Area A: Synthetic Cells and Switches
Research Area A aims at the generation of synthetic cells and synthetic switches.
|A1||Mascher||SporoBeads - functionalized B. subtilis endospores for protein display|
|A2||Leister||Introduction of a functional plant photosystem I in a prokaryotic chassis|
|A3||Simmel||Dynamics of synthetic gene circuits in vitro and in vivo|
|A4||Broedersz||Physical principles of DNA organization by interacting nucleoid-associated proteins|
|A5||Papenfort||Synthetic small RNA regulators for tailored gene expression in bacteria|
Studies in expand a very successful iGEM-project and comprise the development of endospores as functionalized biological beads for stably displaying proteins on their surface. SporoBeads could be used in project A2 to optimize some of the proteins involved in photosynthesis. In addition, SporoBeads could be applied in some projects of Area B for the immobilization and/or in vitro chemical modification of synthetic proteins and protein units.
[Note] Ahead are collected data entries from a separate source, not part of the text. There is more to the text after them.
PR #9801, opened 2025-08-28
Allow downscaling statefulsets

mikkeloscar:
Optionally allow downscaling `statefulsets` via `kube-downscaler`.

This was previously disabled in #3179

The intention is to re-visit this and see if there is an opportunity for easy cost savings. It's still disabled by default but can be enabled per cluster.


mikkeloscar:
:+1:

tcondeixa (approved):

PR #9804, opened 2025-08-29
fix: parca-agent restart oom

szuecs:
fix: parca-agent restart oom
fix: parca-agent was not scraped by prometheus

### DIFF
--- a/cluster/manifests/polarsignals/daemonset.yaml
+++ b/cluster/manifests/polarsignals/daemonset.yaml
@@ -17,6 +17,10 @@ spec:
       application: polarsignals
   template:
     metadata:
+      annotations:
+        prometheus.io/path: /metrics
+        prometheus.io/port: 7071
+        prometheus.io/scrape: "true"
       labels:
         component: agent
         application: polarsignals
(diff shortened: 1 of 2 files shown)


szuecs:
:+1:

cluster/manifests/polarsignals/daemonset.yaml
```diff
@@ -17,6 +17,10 @@ spec:
       application: polarsignals
   template:
     metadata:
+      annotations:
+        prometheus.io/path: /metrics
```
mikkeloscar, line 21: I don't think this will work because prometheus is configured to only detect pods in `kube-system` iirc.

mikkeloscar:
:+1:

cluster/manifests/polarsignals/daemonset.yaml
szuecs: good point will add `polarsignals` to the namespace to be scraped, then.

szuecs: I validated and it should work out of the box: https://github.com/zalando-incubator/kubernetes-on-aws/blob/dev/cluster/manifests/prometheus/configmap.yaml#L274-L283

PR #9805, opened 2025-08-29
Drop additional EKS control plane log config item after migration

zaklawrencea:
Follow up to https://github.com/zalando-incubator/kubernetes-on-aws/pull/9777

Now that the Log Groups have been imported into the Cluster Stacks, we can drop the helper config item: `eks_control_plane_logging_migration`. Also update the template variable for the LogGroupName to `Cluster.Name`.

This change also temporarily stops the control plane logging in e2e clusters to solve the issue of the Cluster Stack attempting to create a conflicting Resource. Currently, on the first parse of the create-cluster-eks step, the EKS Cluster is created as well as the Control Plane Log Group, however the Log Group is not part of the Stack. Upon applying the PR changes, the Log Group resource fails to create as a Log Group with the same name (created on the first parse) already exists but was never imported. A follow up PR will be created to re-enable the logging in e2e. This issue will then be avoided as the Log Group will not exist in new e2e clusters on the first parse and will only be created upon the PR changes being applied. From then on, the Log Group will already be part of the Cluster Stack.

### DIFF
--- a/cluster/cluster.yaml
+++ b/cluster/cluster.yaml
@@ -159,9 +159,7 @@ Resources:
   EKSCluster:
     Type: AWS::EKS::Cluster
 {{- if eq .Cluster.ConfigItems.eks_control_plane_logging "true" }}
-{{- if eq .Cluster.ConfigItems.eks_control_plane_logging_migration "true" }}
     DependsOn: ControlPlaneLogGroup
-{{- end }}
 {{- end }}
     Properties:
       Name: "{{.Cluster.Name}}"
@@ -2337,8 +2335,8 @@ Resources:
             Version: 2012-10-17
           PolicyName: root
       RoleName: "{{.Cluster.LocalID}}-etcd-backup"
-{{- end }}
     Type: 'AWS::IAM::Role'
+{{- end }}
   StaticEgressControllerIAMRole:
     Properties:
       AssumeRolePolicyDocument: !Sub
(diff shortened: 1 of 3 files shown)


cluster/cluster.yaml
```diff
@@ -2337,8 +2335,8 @@ Resources:
             Version: 2012-10-17
           PolicyName: root
       RoleName: "{{.Cluster.LocalID}}-etcd-backup"
-{{- end }}
     Type: 'AWS::IAM::Role'
+{{- end }}
```
zaklawrencea, line 2346: @tcondeixa this misplaced conditional end was responsible for the duplicated `Type: 'AWS::IAM::Role'` in the template :)

cluster/cluster.yaml
```diff
@@ -3035,14 +3033,12 @@ Resources:
 {{- end }}
 
 {{- if eq .Cluster.ConfigItems.eks_control_plane_logging "true" }}
-{{- if eq .Cluster.ConfigItems.eks_control_plane_logging_migration "true" }}
   ControlPlaneLogGroup:
     Type: AWS::Logs::LogGroup
     Properties:
-      LogGroupName: "/aws/eks/{{.Cluster.LocalID}}/cluster"
+      LogGroupName: "/aws/eks/{{.Cluster.Name}}/cluster"
       RetentionInDays: 545
```
tcondeixa: @mikkeloscar would not be enough to have 30 days retention as we have with non EKS clusters? this might save us costs on long run the more EKS clusters are adopted.

mikkeloscar: I was thinking about this. For apiserver, scheduler, controller-manager etc. yes, 30 days should be enough. For audit logs we should have longer, at least until/if we have another place where they will be stored.

I don't know if it can be further segmented or if they are all in the same "group"? 🤔

tcondeixa: let's keep this value for now and we can adjust later

tcondeixa:
👍

tcondeixa:
👍

mikkeloscar:
:+1:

Complex eukaryotes like plants are not accessible to genetic engineering. Therefore, project A2 aims to contribute to a new paradigm in the genetic engineering of plants by outsourcing a complex plant process to a model prokaryote.
Project A3 aims at the development of synthetic RNA-based regulatory circuits and their quantitative characterization. The circuits will be based on rationally designed riboregulators and the CRISPR interference mechanism. In order to obtain a good quantitative understanding of the regulatory modules and enable further engineering, their performance will be analyzed and compared in quantitative gene expression studies both in bacteria and in a cell-free setting.
Bacteria employ an array of nucleoid associated proteins, which collectively organize chromosome architecture by binding to the DNA in large numbers. This organization depends on how these nucleoid associated protein physically interact with each other and with DNA. We develop theoretical and computational frameworks to study the basic design principles of how nucleoid associated proteins localize on specific regions of the DNA, organize the bacterial chromosome in 3D, and can control DNA functions such as gene activity.
RNA is common to all living organisms. Despite its major function as the coding agent for protein synthesis, an increasing number of regulatory roles have been assigned to RNA in prokaryotic and eukaryotic organisms. The natural versatility and the modular architecture of regulatory RNAs make them ideal substrates for bioengineering purposes. In this project, we develop artificial RNA regulators for specific regulatory tasks in bacteria.